On connaissait Haute société, le remake musical tant décrié du chef-d’œuvre de Cukor, Indiscrétions; on connaît moins La Belle de Moscou, comédie musicale « inspirée » (en fait presque copiée-collée dans le scénario) de Ninotchka (autre chef-d’œuvre, de Lubitsch cette fois). Presque vingt ans séparent le film où «Garbo rit» des pas de Fred Astaire et Cyd Charisse; la Seconde Guerre est passée par là, Staline n’est plus qu’un cadavre. La comédie musicale estampillée MGM et Arthur Freed brille de ses derniers feux, Astaire dit adieu à sa carrière de danseur, et les États-Unis sont en pleine guerre froide (décongelée) avec l’URSS de Khrouchtchev. Mais, remake ou pas, Lubitsch ou pas, La Belle de Moscou est un grand film, à part entière.

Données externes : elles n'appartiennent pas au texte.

PR #4189, opened 2022-09-27
Fix REST generic error parsing.

cheatfate:
Fix REST generic error parser and add ability to decode `code` field as number of string.
Add tests.

### DIFF
--- a/beacon_chain/spec/eth2_apis/eth2_rest_serialization.nim
+++ b/beacon_chain/spec/eth2_apis/eth2_rest_serialization.nim
@@ -328,13 +328,11 @@ proc jsonMsgResponse*(t: typedesc[RestApiResponse],
     block:
       var default: seq[byte]
       try:
-        var defstrings: seq[string]
         var stream = memoryOutput()
         var writer = JsonWriter[RestJson].init(stream)
         writer.beginRecord()
-        writer.writeField("code", "200")
+        writer.writeField("code", 200)
         writer.writeField("message", msg)
-        writer.writeField("stacktraces", defstrings)
         writer.endRecord()
         stream.getOutput(seq[byte])
       except SerializationError:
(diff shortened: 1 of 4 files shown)


beacon_chain/spec/eth2_apis/eth2_rest_serialization.nim
```diff
@@ -2235,6 +2235,59 @@ proc writeValue*(writer: var JsonWriter[RestJson],
...
+      let ires =
+        try:
+          let res = reader.readValue(int)
+          if res < 0:
+            reader.raiseUnexpectedValue("Invalid `code` field value")
+          Opt.some(uint64(res))
+        except SerializationError:
+          Opt.none(uint64)
+      if ires.isNone():
+        let sres = Base10.decode(uint64, reader.readValue(string)).valueOr:
```
arnetheduck, line 2247: why do we need to decode as string? https://github.com/ethereum/beacon-APIs/blob/master/types/http.yaml#L86 says it should always be a json number

cheatfate: I dont see any reasons to be extremely strict as specification said. Specification said many things which are not implemented in different REST servers (for example limitation of 30 validator keys for arrays in query strings https://github.com/ethereum/beacon-APIs/blob/master/apis/beacon/states/validators.yaml#L23).
So if we going to be strict for some reasons we will hide our errors inside `Serialization error` log message, just because we are unable to decode `code` delivered as `String`.

tests/test_serialization.nim
```diff
@@ -0,0 +1,134 @@
...
+              message: string,
+              stacktraces: openArray[string]): RestGenericError =
+      RestGenericError(
+        code: uint64(status), message: message,
+        stacktraces: some(@stacktraces)
+      )
+
+    const GoodTestVectors = [
+      (
+        "{\"code\":500,\"message\":\"block not found\"}",
```
arnetheduck:
```suggestion
        """{"code":500,"message":"block not found"}""",
```

arnetheduck (approved):
After this change, we should also rename to `RestErrorMessage`, like the yaml type is named (also because `Error` is used in the rest client for exceptions, so it becomes confusing)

L’histoire est connue, et modifiée simplement d’un iota pour pouvoir introduire quelques scènes dansées: une jeune communiste convaincue et dure à cuire est envoyée à Paris pour récupérer trois de ses «camarades» séduits par la capitale française au point de ne plus avoir envie de retrouver le froid moscovite (et autres joyeusetés sibériennes). La belle trouve sur son chemin un élégant producteur américain, qui lui fait goûter à la joie de vivre parisienne et l’amour à la française («oh là là» dirait-on outre-Atlantique). La voici tiraillée entre son devoir de soviétique primaire et les délices des baisers de son amant. Quel va être son choix final?
Délicieusement invraisemblable (à la limite même du caricatural), le scénario original de Ninotchka est un prétexte à l’humour le plus tordu et le plus dévastateur. Peut-on rire du tout, même de la dictature totalitaire communiste? Certainement: dans La Belle de Moscou, les trois camarades Ivanov, Brankov et Bibinski fêtent au champagne leur tristesse de ne pas pouvoir retourner dans leur pays; puis, plus loin, essaient de trouver quelque plaisir à l’idée du Noël très enneigé qu’ils passeront en… Sibérie. L’URSS de Rouben Mamoulian (ironiquement immigré né dans l’Empire russe en 1901, mais cinéaste américain dès le début de sa carrière) n’a rien à envier à celle de Lubitsch: le commissaire aux Arts fraîchement installé depuis l’arrestation sans motif de son confrère se fait copieusement insulter par son supérieur (alors qu’il n’est là que depuis cinq minutes), puis cherche le nom d’un agent qu’il ne connaît pas dans le Who’s Still Who (jeu de mots sur le célèbre Who’s Who signifiant: «Qui est encore qui»…). Le camarade Bibinski avoue qu’il ne sait plus sourire car cela ne lui est pas arrivé depuis trente ans… Quant à la fameuse Ninotchka, elle est un véritable archétype d’une révolution communiste qui aurait détruit toute joie et tout sentiment: il faut la voir courir dans les rues de Paris à la recherche des plus sordides usines dont elle rêve d’étudier le fonctionnement, ou expliquer à son amant américain que l’amour n’est qu’une banale réaction chimique et qu’à Moscou, quand on désire quelqu’un, il suffit de lui dire: «Eh, toi! Viens ici» (plutôt pratique, au demeurant).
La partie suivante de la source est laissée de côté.